Using the material that follows, output exactly the lines from the one containing "Fix deadlock when" through the one containing "The issue stems", with both ends kept.

>>>

PR #2407, opened 2023-04-14
Fix deadlock when sending notification center in customerInfoListener

aboedo:
Fixes an issue where a deadlock could happen if you fire a notification in the customerInfoListener. 

The issue stems from our usage of NotificationCenter to detect deletion of userDefaults. 

Since we've changed the default UserDefaults anyway, I don't feel like this adds much value anymore, and we've spent wayyyy too much time dealing with race conditions caused by it, so I'm just getting rid of it. 

I couldn't get it to reproduce on my device, but @codykerns was able to get a consistent repro and confirmed the fix with this branch.

### DIFF
--- a/Sources/Caching/DeviceCache.swift
+++ b/Sources/Caching/DeviceCache.swift
@@ -14,6 +14,7 @@
 
 import Foundation
 
+// swiftlint:disable file_length
 class DeviceCache {
 
     var cachedAppUserID: String? { return self._cachedAppUserID.value }
--- a/Sources/Caching/DeviceCache.swift
+++ b/Sources/Caching/DeviceCache.swift
@@ -14,7 +14,6 @@
 
 import Foundation
 
-// swiftlint:disable file_length type_body_length
 class DeviceCache {
 
     var cachedAppUserID: String? { return self._cachedAppUserID.value }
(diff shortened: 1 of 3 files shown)


aboedo:
Swiftlint and I seriously disagree on what constitutes a "serious" violation

image

image

Sources/Caching/DeviceCache.swift
```diff
@@ -33,52 +32,18 @@ class DeviceCache {
...
-
-    @objc private func handleUserDefaultsChanged(notification: Notification) {
-        guard let userDefaults = notification.object as? UserDefaults else {
-            return
-        }
-
-        // Note: this should never use `self.userDefaults` directly because this method
-        // might be synchronized, and `Atomic` is not reentrant.
-        if self.cachedAppUserID != nil && Self.cachedAppUserID(userDefaults) == nil {
-            fatalError(Strings.purchase.cached_app_user_id_deleted.description)
```
NachoSoto, line 72: I think this string can be deleted now.

NachoSoto (approved):
👏🏻

Sources/Caching/DeviceCache.swift
aboedo: good catch, deleted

<<<

## TASK ANSWER
Fix deadlock when sending notification center in customerInfoListener

aboedo:
Fixes an issue where a deadlock could happen if you fire a notification in the customerInfoListener. 

The issue stems from our usage of NotificationCenter to detect deletion of userDefaults. 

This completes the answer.